**Task brief**
Nothing before the line containing "-1046,11 +1046,6 @@" should appear; please restate that line and every later line word for word through the end of the listing.

Input for this task Start Marker

PR #45, opened 2025-05-30
Protection for nan loss

lucalavezzo:
- added a protection to the fitter in case the loss went to nan, else it would infinitely and aimlessly iterate
- removed the default physics model in the fit
- added option to plot pseudodata instead of data in combinetf2_plot_inputdata.py

### DIFF
--- a/combinetf2/fitter.py
+++ b/combinetf2/fitter.py
@@ -1046,11 +1046,6 @@ class Fitter:
             elif self.indata.systematic_type == "normal":
                 normcentral = norm * ernorm + logsnorm
                 nexpcentral = tf.reduce_sum(normcentral, axis=-1)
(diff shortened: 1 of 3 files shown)


combinetf2/fitter.py
```diff
@@ -954,6 +956,11 @@ def _compute_yields_noBBB(self, compute_norm=False, full=True):
             elif self.indata.systematic_type == "normal":
                 normcentral = norm * ernorm + logsnorm
```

Input for this task End Marker

**Response below**
@@ -1046,11 +1046,6 @@ class Fitter:
             elif self.indata.systematic_type == "normal":
                 normcentral = norm * ernorm + logsnorm
                 nexpcentral = tf.reduce_sum(normcentral, axis=-1)
(diff shortened: 1 of 3 files shown)


combinetf2/fitter.py
```diff
@@ -954,6 +956,11 @@ def _compute_yields_noBBB(self, compute_norm=False, full=True):
             elif self.indata.systematic_type == "normal":
                 normcentral = norm * ernorm + logsnorm
```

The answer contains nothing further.